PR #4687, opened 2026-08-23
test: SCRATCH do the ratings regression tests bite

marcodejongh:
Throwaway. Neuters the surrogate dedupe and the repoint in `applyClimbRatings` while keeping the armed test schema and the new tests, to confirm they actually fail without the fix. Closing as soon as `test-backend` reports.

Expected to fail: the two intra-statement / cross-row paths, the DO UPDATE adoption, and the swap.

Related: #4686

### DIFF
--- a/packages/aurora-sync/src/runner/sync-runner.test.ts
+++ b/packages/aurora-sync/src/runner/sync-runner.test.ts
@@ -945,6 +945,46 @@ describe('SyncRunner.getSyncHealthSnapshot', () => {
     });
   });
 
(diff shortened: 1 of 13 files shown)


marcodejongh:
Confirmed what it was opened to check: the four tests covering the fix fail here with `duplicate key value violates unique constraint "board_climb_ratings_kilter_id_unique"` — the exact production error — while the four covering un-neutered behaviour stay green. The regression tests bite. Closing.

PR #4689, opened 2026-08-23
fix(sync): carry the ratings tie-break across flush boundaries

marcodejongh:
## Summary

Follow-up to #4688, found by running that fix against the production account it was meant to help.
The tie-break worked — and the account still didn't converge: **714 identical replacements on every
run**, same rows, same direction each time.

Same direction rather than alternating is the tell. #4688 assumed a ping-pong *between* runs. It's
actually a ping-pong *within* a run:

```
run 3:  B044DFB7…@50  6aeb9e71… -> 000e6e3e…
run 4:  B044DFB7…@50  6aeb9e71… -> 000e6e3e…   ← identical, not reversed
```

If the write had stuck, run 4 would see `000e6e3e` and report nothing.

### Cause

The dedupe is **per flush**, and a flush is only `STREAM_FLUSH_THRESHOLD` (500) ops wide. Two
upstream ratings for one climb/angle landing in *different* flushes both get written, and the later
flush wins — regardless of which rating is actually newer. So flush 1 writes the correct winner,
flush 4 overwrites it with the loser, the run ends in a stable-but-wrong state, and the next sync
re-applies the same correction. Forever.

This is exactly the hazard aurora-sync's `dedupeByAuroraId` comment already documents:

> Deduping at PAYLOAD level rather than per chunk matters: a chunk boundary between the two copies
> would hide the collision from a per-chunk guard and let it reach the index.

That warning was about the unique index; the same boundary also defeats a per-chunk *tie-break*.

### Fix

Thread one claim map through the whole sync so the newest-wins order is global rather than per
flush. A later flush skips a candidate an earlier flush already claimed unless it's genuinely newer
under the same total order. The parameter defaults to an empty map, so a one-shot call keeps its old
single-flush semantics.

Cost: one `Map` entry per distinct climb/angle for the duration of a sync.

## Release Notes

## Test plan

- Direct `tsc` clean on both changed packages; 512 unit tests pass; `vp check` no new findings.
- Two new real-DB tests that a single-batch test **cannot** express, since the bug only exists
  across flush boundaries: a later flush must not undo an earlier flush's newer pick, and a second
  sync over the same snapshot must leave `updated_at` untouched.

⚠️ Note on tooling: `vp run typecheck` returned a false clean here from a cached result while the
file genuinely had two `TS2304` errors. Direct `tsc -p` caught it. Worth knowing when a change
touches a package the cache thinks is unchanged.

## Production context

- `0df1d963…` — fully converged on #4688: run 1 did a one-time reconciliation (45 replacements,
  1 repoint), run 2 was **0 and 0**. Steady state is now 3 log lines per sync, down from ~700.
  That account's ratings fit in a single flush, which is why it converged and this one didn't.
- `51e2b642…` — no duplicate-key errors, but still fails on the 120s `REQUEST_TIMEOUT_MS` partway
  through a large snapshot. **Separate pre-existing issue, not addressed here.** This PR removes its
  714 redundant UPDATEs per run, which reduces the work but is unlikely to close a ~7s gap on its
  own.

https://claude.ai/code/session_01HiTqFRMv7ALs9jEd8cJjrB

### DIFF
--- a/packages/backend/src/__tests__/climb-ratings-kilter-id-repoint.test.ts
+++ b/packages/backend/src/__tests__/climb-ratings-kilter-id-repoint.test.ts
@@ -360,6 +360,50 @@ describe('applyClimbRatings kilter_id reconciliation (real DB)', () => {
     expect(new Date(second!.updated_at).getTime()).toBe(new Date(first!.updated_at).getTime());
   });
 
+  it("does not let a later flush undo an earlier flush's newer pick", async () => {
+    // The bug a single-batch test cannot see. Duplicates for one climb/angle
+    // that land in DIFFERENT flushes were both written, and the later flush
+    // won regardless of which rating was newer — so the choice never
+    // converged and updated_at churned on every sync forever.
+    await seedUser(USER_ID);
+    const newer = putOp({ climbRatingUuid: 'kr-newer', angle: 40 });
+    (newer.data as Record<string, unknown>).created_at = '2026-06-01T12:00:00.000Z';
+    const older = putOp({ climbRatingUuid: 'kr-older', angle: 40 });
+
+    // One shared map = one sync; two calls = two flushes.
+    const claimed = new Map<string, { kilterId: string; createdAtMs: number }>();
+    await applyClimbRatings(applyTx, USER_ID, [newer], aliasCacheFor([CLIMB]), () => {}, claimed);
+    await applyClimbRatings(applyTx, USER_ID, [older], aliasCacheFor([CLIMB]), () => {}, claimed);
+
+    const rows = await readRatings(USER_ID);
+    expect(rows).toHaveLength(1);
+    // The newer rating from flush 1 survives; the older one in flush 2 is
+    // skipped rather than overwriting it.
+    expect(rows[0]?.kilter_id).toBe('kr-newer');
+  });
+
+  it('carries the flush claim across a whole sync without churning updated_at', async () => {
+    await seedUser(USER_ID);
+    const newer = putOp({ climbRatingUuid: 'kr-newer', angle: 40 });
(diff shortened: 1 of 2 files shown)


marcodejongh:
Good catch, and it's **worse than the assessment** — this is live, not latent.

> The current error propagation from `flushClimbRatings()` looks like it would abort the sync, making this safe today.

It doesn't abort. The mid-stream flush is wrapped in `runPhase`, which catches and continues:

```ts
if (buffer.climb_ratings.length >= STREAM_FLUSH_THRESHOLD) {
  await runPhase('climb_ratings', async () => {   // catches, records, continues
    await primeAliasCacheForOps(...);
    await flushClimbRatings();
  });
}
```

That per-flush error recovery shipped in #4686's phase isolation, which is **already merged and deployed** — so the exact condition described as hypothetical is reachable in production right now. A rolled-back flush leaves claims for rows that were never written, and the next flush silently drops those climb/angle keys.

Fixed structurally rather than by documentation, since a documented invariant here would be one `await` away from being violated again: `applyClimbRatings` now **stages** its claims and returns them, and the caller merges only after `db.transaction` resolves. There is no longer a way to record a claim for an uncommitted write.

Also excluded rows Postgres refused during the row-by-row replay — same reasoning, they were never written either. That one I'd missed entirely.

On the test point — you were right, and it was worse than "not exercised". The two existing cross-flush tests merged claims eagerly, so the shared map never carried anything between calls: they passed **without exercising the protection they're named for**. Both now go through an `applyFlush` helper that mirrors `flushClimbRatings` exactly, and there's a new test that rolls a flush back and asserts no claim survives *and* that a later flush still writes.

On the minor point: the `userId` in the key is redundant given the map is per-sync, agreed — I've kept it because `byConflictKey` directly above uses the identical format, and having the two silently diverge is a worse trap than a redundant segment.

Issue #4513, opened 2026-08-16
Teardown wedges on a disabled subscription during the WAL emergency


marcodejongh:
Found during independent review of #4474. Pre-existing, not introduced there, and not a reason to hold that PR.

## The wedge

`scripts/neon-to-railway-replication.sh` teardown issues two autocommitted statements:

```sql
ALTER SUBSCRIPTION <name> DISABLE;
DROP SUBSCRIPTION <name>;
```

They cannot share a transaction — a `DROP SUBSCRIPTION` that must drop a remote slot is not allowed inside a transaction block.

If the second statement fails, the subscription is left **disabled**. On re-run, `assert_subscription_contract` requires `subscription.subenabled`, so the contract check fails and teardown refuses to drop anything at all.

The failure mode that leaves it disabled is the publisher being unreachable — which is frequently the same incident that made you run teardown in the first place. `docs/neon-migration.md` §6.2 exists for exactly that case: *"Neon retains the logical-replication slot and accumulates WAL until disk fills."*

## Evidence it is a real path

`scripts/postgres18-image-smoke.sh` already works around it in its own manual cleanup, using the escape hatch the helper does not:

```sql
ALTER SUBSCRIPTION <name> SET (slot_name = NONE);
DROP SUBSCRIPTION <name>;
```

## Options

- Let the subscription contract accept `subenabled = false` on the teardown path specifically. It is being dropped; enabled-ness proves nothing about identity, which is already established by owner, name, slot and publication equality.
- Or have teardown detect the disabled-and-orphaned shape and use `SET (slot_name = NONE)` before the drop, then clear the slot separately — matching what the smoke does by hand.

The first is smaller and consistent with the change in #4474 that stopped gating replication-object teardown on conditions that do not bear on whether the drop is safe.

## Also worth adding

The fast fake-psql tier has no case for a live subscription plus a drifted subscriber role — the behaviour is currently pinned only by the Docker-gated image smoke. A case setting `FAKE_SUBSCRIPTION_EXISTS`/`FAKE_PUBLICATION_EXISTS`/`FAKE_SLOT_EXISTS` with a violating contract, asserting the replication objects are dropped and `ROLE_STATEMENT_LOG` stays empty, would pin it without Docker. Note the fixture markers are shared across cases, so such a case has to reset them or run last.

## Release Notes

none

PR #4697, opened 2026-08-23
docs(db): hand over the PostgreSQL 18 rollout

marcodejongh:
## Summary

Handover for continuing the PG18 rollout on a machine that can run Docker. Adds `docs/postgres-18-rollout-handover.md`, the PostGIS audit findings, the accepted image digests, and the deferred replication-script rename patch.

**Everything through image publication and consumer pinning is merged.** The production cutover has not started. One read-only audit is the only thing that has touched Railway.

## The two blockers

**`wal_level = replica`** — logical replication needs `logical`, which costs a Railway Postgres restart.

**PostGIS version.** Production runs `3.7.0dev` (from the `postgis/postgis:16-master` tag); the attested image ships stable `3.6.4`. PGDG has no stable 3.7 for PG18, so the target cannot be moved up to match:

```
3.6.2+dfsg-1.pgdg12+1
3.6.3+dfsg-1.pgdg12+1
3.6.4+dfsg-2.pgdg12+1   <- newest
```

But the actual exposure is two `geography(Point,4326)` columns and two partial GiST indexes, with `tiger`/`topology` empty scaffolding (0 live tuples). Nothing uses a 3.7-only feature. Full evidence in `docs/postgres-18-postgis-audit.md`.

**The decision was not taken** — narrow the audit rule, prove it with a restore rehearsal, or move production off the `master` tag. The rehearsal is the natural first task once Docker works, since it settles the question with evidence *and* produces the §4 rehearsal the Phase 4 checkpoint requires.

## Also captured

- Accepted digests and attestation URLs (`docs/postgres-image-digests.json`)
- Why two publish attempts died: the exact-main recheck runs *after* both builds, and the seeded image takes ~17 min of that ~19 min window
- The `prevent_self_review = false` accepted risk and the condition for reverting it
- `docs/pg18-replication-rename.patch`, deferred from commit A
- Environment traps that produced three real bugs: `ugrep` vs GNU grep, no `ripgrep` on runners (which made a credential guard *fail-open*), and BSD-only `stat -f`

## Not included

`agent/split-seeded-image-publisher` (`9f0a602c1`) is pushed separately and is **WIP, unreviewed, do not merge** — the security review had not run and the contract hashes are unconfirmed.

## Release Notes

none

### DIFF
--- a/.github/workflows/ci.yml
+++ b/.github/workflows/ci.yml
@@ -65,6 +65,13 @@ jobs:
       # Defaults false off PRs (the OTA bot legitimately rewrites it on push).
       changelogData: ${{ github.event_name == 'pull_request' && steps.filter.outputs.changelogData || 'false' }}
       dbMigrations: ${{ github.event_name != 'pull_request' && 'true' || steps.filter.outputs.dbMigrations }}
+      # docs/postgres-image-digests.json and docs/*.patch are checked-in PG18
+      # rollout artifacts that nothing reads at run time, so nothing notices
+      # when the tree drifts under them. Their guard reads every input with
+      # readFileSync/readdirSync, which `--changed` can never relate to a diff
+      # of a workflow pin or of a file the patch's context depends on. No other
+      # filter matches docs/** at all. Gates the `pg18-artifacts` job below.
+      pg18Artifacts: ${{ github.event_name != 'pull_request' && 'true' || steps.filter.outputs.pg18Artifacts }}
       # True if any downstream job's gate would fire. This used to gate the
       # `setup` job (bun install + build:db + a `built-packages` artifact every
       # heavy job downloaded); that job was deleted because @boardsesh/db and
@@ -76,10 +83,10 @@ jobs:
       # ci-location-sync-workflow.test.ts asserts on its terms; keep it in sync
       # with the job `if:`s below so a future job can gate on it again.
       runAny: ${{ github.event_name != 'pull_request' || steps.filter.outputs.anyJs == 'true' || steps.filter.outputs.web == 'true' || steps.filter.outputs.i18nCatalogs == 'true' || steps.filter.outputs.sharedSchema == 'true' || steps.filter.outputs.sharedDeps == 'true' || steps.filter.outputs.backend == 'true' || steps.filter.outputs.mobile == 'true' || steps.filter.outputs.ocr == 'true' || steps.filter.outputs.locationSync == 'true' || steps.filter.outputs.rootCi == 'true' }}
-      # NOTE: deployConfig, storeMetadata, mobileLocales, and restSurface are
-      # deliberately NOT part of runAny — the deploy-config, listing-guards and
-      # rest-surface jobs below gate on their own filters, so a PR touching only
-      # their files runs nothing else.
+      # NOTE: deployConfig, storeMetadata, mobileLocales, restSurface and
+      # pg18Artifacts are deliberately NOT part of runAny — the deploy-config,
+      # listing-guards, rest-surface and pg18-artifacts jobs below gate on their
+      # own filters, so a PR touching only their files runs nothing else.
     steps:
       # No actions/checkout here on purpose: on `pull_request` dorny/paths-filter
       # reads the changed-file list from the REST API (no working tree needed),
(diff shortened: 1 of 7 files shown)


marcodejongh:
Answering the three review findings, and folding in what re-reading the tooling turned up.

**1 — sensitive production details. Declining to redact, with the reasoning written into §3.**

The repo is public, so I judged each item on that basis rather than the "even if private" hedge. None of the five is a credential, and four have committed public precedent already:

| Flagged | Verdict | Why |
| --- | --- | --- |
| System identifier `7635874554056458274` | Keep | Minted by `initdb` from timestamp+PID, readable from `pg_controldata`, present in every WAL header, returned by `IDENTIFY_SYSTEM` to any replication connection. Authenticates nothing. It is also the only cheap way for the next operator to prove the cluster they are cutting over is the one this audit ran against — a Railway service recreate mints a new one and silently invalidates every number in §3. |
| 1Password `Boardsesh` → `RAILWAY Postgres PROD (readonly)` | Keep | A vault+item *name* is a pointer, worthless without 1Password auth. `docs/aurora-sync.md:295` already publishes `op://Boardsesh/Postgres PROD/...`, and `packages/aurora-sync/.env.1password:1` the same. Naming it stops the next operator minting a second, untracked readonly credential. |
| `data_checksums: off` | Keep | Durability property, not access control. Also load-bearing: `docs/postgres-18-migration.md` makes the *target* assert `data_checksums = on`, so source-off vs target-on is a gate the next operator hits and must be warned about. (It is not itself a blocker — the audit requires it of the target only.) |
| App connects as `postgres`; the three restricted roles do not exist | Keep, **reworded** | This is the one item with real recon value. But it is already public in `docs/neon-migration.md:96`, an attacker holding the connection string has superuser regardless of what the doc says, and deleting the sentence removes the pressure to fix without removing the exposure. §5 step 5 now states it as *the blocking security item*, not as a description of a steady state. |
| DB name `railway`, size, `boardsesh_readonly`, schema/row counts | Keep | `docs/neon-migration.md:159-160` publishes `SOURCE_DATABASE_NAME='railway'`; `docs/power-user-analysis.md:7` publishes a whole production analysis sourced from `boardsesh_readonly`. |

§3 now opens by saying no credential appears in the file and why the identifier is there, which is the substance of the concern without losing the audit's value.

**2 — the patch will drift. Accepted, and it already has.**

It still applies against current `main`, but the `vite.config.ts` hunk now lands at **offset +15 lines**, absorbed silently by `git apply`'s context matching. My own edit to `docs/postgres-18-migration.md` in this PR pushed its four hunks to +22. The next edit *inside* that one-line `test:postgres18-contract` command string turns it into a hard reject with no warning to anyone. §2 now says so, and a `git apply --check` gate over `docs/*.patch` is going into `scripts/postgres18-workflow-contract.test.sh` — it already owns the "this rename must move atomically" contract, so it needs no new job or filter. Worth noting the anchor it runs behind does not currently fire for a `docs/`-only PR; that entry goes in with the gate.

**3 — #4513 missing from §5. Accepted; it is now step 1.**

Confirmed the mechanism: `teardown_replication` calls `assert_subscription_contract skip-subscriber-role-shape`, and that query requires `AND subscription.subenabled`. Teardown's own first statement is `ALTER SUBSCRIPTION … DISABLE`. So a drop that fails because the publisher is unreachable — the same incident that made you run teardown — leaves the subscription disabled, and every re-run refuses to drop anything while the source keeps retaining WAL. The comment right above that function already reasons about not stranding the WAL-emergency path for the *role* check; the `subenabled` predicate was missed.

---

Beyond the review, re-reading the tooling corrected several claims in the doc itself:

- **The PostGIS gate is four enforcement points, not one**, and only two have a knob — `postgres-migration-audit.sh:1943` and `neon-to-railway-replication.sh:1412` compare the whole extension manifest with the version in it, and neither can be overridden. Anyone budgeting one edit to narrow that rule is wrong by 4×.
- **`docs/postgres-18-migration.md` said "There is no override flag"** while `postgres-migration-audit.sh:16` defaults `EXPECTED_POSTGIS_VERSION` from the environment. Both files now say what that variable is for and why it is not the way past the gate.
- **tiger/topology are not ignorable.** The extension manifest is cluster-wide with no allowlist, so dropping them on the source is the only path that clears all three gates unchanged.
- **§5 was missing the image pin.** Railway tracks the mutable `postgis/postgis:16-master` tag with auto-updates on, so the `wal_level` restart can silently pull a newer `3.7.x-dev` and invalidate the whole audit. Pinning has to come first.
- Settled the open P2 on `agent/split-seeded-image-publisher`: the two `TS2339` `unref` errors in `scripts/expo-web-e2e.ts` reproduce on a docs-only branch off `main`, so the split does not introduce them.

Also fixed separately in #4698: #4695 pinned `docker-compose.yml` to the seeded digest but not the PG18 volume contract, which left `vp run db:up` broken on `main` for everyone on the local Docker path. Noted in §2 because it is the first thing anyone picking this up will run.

----

Exercise prompt.
Return, with no change at all, every line in the entries above from the line containing "the two copies" through the line containing "That account's ratings".

Answer for this exercise.
> Deduping at PAYLOAD level rather than per chunk matters: a chunk boundary between the two copies
> would hide the collision from a per-chunk guard and let it reach the index.

That warning was about the unique index; the same boundary also defeats a per-chunk *tie-break*.

### Fix

Thread one claim map through the whole sync so the newest-wins order is global rather than per
flush. A later flush skips a candidate an earlier flush already claimed unless it's genuinely newer
under the same total order. The parameter defaults to an empty map, so a one-shot call keeps its old
single-flush semantics.

Cost: one `Map` entry per distinct climb/angle for the duration of a sync.

## Release Notes

## Test plan

- Direct `tsc` clean on both changed packages; 512 unit tests pass; `vp check` no new findings.
- Two new real-DB tests that a single-batch test **cannot** express, since the bug only exists
  across flush boundaries: a later flush must not undo an earlier flush's newer pick, and a second
  sync over the same snapshot must leave `updated_at` untouched.

⚠️ Note on tooling: `vp run typecheck` returned a false clean here from a cached result while the
file genuinely had two `TS2304` errors. Direct `tsc -p` caught it. Worth knowing when a change
touches a package the cache thinks is unchanged.

## Production context

- `0df1d963…` — fully converged on #4688: run 1 did a one-time reconciliation (45 replacements,
  1 repoint), run 2 was **0 and 0**. Steady state is now 3 log lines per sync, down from ~700.
  That account's ratings fit in a single flush, which is why it converged and this one didn't.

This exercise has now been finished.